Auteur de plusieurs essais (Etats de violence, Le principe sécurité, Marcher, Une philosophie) et d’un roman (Possédées), éditeur des derniers cours de Michel Foucault au Collège de France et de son oeuvre écrite dans la Bibliothèque de la Pléiade, Frédéric Gros est actuellement professeur de pensée politique à Sciences Po Paris.

Besides writing several essays (Etats de violence, Le principe sécurité, Marcher, Une philosophie) and one novel (Possédées), Frédéric Gros has been editing the last lectures given by Michel Foucault at the Collège de France, as well as his written work within the Bibliothèque de la Pléiade. He currently teaches political thought at Sciences Po Paris.


Surobéir

Depuis deux siècles au moins, la pensée a forgé des concepts augmentés. Marx a parlé de surtravail et de survaleur, Kantorowicz de surcorps, Foucault de sursavoir et de surpouvoir. A chaque fois il s’agissait d’opérer un diagnostic critique de notre actualité. Nous voudrions forger et faire vivre le concept de “surobéissance”. Car nous surobéissons. On veut croire, on préfère penser que nous sommes absolument soumis, prisonniers d’un monde dont nous dénonçons facilement l’iniquité et l’injustice et dont nous désespérons de sortir. Mais si nous n’étions que soumis, le système ne tiendrait pas longtemps. Nous mettons à obéir de l’engagement, de la ferveur, du désir. Ce qui nous rend la désobéissance si difficile, c’est peut-être cette passion de servitude, et c’est contre elle qu’il faut commencer à lutter. Les révolutions les plus décisives sont éthiques : elles supposent une transformation du rapport de soi à soi, un travail politique sur soi-même.

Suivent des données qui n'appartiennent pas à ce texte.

PR #1118, opened 2025-04-14
[purchases-js-hybrid-mappings] Add remaining APIs mappings

tonidero:
This adds the remaining APIs from purchases-js that we want to expose to hybrids at least for now, there are likely more once we start using this library. This includes:
- getCurrentOfferingForPlacement
- getAppUserId
- isSandbox
- setLogLevel

### DIFF
--- a/purchases-js-hybrid-mappings/src/mappers/log_level_mapper.ts
+++ b/purchases-js-hybrid-mappings/src/mappers/log_level_mapper.ts
@@ -1,5 +1,5 @@
 import { LogLevel } from '@revenuecat/purchases-js';
-import { Logger } from 'src/utils/logger';
+import { Logger } from '../utils/logger';
 
 export function mapLogLevel(logLevel: string): LogLevel | null {
   const upperCaseLogLevel = logLevel.toUpperCase();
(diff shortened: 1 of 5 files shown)


purchases-js-hybrid-mappings/src/mappers/log_level_mapper.ts
```diff
@@ -0,0 +1,23 @@
...
+    case 'DEBUG':
+      return LogLevel.Debug;
+    case 'INFO':
+      return LogLevel.Info;
+    case 'WARN':
+      return LogLevel.Warn;
+    case 'ERROR':
+      return LogLevel.Error;
+    case 'SILENT':
+      return LogLevel.Silent;
```
JayShortway, line 18: Interesting, we don't have this in other platforms do we?

JayShortway (approved):
Makes sense!

purchases-js-hybrid-mappings/src/mappers/log_level_mapper.ts
tonidero: Nope we don't. This is the default on web. I think we probably won't support it immediately on the hybrids until we also support a way to suppress all messages in iOS/Android. But wanted to add it here for completeness

PR #1120, opened 2025-04-15
[purchases-js-hybrid-mappings] Add rollup to generate minified library outputs

tonidero:
This condenses the outputs of the library into a few minified files, for less size and complexity.


JayShortway (approved):
R8-all-the-things 🙌  😛

PR #1063, opened 2021-01-01
Electrode Debugging

ufodynasty:


flagrama:
One thing I can say is please don't use attachEnergy. Use PlayEnergy like the Holon Pokemon do.

PR #1162, opened 2021-01-31
Always shuffle a hidden CardList on select

flagrama:


flagrama:
As Prize Cards shouldn't be shuffled, should this only be done for Hand specifically? Are the other CardLists ever likely to be hidden when selecting?

axpendix (approved):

For at least two centuries, philosophical thought has generated « super » enhanced concepts. Marx spoke about surplus labour and surplus value ; Kantorovich theorized a super body ; Foucault, superpower and super knowledge. For each of these authors, it was about operating a critical diagnosis of current events. Here we would like to forge and support the concept of “super obedience”. We generally like to believe we are completely subjected, prisoners to a world whose inequity and injustice we readily denounce and desperately try to escape. But the truth is, if we really were truly and utterly passive, the system would not hold for much longer. What makes disobedience so hard, is maybe the very passion of servitude, which is what we must start to fight against. The most decisive revolutions are the revolutions of ethics : they imply a transformation of the relationship of the self with the self, a political work onto oneself.